On counting day, May 4, ECINET reportedly processed an average of nearly 3 crore hits every minute. Across all polling phases conducted on April 9, 23, and 29, the platform recorded a total traffic load of 98.3 crore hits, reflecting the scale at which India’s election infrastructure now operates digitally.
The Commission officially launched ECINET in January 2026 after testing its beta version during the Bihar Assembly elections in November 2025. Since then, the application has crossed 10 crore downloads, indicating rapid adoption among election officials, staff, and users accessing poll-related information and services.
Election authorities said the platform played a major operational role during the elections across five states and Union Territories, along with bypolls conducted during the same period.

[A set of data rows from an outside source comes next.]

PR #4176, opened 2019-09-05
WIP -- Rules analyzer 

jlucovsky:
*Request for comments*

This is a prototype implementation that attempts to better handle the list of buffers to work with `--engine-analysis`. 

The goal was to
- Collect the buffer names in one place
- Refactor buffer handling
- Reduce issues due to missing buffers by highlighting the buffers being handled.

The purpose of this PR is to gather comments on the approach.

### DIFF
--- a/src/detect-engine-analyzer.c
+++ b/src/detect-engine-analyzer.c
@@ -859,6 +859,68 @@ void EngineAnalysisRules2(const DetectEngineCtx *de_ctx, const Signature *s)
     SCReturn;
 }
 
+typedef struct analyzer_item {
+    uint32_t    have_bufcount;
+    int32_t   item_id;
+    bool check_encoding_match;
+    bool global;
+    const char  *item_name;
+    const char  *display_name;
+} analyzer_t;
+
+analyzer_t AnalyzerItems[] = {
+    /* request keywords */
+    { 0, 0,  true, false, "http_uri", "http uri" },
+    { 0, 0,  false, false, "http_raw_uri", "http raw uri" },
+    { 0, 0,  false, true, "http_method", "http method" },
+    { 0, 0,  false, false, "http_request_line", "http request line" },
+    { 0, 0,  false, false, "http_client_body", "http client body" },
+    { 0, 0,  true, false, "http_header", "http header" },
+    { 0, 0,  false, false, "http_raw_header", "http raw header" },
+    { 0, 0,  true, false, "http_cookie", "http cookie" },
+    { 0, 0,  false, false, "http_user_agent", "http user agent" },
+    { 0, 0,  false, false, "http_host", "http host" },
+    { 0, 0,  false, false, "http_raw_host", "http raw host" },
+    { 0, 0,  false, false, "http_accept_enc", "http accept enc" },
+    { 0, 0,  false, false, "http_referer", "http referer" },
+    { 0, 0,  false, false, "http_content_type", "http content type" },
+    { 0, 0,  false, false, "http_header_names", "http header names" },
+
+    /* response keywords not listed above */
+    { 0, 0,  false, false, "http_stat_msg", "http stat msg" },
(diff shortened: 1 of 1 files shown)


src/detect-engine-analyzer.c
```diff
@@ -859,6 +859,68 @@ void EngineAnalysisRules2(const DetectEngineCtx *de_ctx, const Signature *s)
     SCReturn;
 }
 
+typedef struct analyzer_item {
```
victorjulien: style: UseThisStyleForStructNames

src/detect-engine-analyzer.c
```diff
@@ -859,6 +859,68 @@ void EngineAnalysisRules2(const DetectEngineCtx *de_ctx, const Signature *s)
...
+    { 0, 0,  false, false, "http_raw_host", "http raw host" },
+    { 0, 0,  false, false, "http_accept_enc", "http accept enc" },
+    { 0, 0,  false, false, "http_referer", "http referer" },
+    { 0, 0,  false, false, "http_content_type", "http content type" },
+    { 0, 0,  false, false, "http_header_names", "http header names" },
+
+    /* response keywords not listed above */
+    { 0, 0,  false, false, "http_stat_msg", "http stat msg" },
+    { 0, 0,  false, false, "http_stat_code", "http stat code" },
+    { 0, 0,  false, true, "file_data", "http server body"},
```
victorjulien: file_data can also refer to smb file xfer, nfs file xfer, smtp attachments

src/detect-engine-analyzer.c
```diff
@@ -859,6 +859,68 @@ void EngineAnalysisRules2(const DetectEngineCtx *de_ctx, const Signature *s)
...
+
+    /* missing request keywords */
+    { 0, 0,  false, false, "http_request_line", "http request line" },
+    { 0, 0,  false, false, "http_accept", "http accept" },
+    { 0, 0,  false, false, "http_accept_lang", "http accept lang" },
+    { 0, 0,  false, false, "http_connection", "http connection" },
+    { 0, 0,  false, false, "http_content_len", "http content len" },
+    { 0, 0,  false, false, "http_protocol", "http response line" },
```
victorjulien: wrong description

src/detect-engine-analyzer.c
```diff
@@ -859,6 +859,68 @@ void EngineAnalysisRules2(const DetectEngineCtx *de_ctx, const Signature *s)
...
+    { 0, 0,  false, false, "http_start", "http start" },
+
+    /* missing response keywords; some are listed above*/
+    { 0, 0,  false, false, "http_response_line", "http response line" },
+    { 0, 0,  false, false, "http.server", "http response line" },
+    { 0, 0,  false, false, "http.location", "http response line" },
+};
+
+/* Map items to AnalyzerItems array; the key is the item id */
+int32_t AnalyzerItemMap[300];
```
victorjulien: where does the 300 come from?

src/detect-engine-analyzer.c
jlucovsky: > I like this approach. Much cleaner.

Great ... i'll move forward with this. This was a "POC"; I'll make sure your comments are addressed in the next pr.

src/detect-engine-analyzer.c
jlucovsky: Ad-hoc value for the POC. The size of this array is should be large enough to include the id space returned by `DetectBufferTypeGetByName`

src/detect-engine-analyzer.c
jlucovsky: will fix.

src/detect-engine-analyzer.c
jlucovsky: In this module, it's only be used as an alias for the http server body buffer.

jlucovsky:
Continued in #4181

According to officials, ECINET enabled real-time monitoring of election activities, accelerated reporting processes, and improved administrative coordination between different election units. Authorities also said the centralized system helped increase transparency by reducing delays in communication and data sharing.

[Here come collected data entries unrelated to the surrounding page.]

PR #4174, opened 2019-09-05
protocol parser: rdp

lmzke:
Continuation of #4131.

Initial implementation of feature [2314](https://redmine.openinfosecfoundation.org/issues/2314):
1. Add protocol parser for RDP
2. Add transactions for RDP negotiation
3. Add eve logging of transactions

This PR has incorporated all previous reviewer suggestions.  New contributor, all feedback welcome.

- [x] I have read the contributing guide lines at https://redmine.openinfosecfoundation.org/projects/suricata/wiki/Contributing
- [x] I have signed the Open Information Security Foundation contribution agreement at https://suricata-ids.org/about/contribution-agreement/
- [x] I have updated the user guide (in doc/userguide/) to reflect the changes made (if applicable)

Cybersecurity analysts have repeatedly warned that election infrastructure has become an increasingly attractive target for malicious cyber activity because such systems process large amounts of real-time public information under intense public scrutiny. During counting periods, election portals often experience massive spikes in traffic as citizens, media organizations, and political workers continuously refresh result dashboards. Security researchers note that these high-traffic periods can also create opportunities for malicious actors to disguise harmful requests within normal user activity.
While the Election Commission did not disclose the technical nature of the 68 lakh malicious hits, such traffic typically includes automated bot requests, denial-of-service attempts, malicious scanning activity, or repeated unauthorized access attempts aimed at slowing systems or overwhelming servers.
The Commission also introduced a new QR code-based photo identity verification system for counting centres during the election process. On counting day alone, more than 3.2 lakh QR codes were generated through ECINET to regulate entry into counting venues. Officials said the system was introduced to ensure that only authorized personnel could enter restricted areas, reducing the possibility of unauthorized access at highly sensitive counting locations.
According to the Commission, this was the first time the QR-based access system had been deployed across all five states and Union Territories simultaneously. The ECI has now decided to adopt the system as a standard security measure for future Lok Sabha and state Assembly elections.
The increasing dependence on centralized digital infrastructure has pushed election management beyond traditional ballot security into the broader domain of cybersecurity, network resilience, identity verification, and real-time system monitoring. As more election operations move onto integrated digital platforms, experts say continuous monitoring and infrastructure hardening will become essential to maintaining uninterrupted electoral processes at national scale.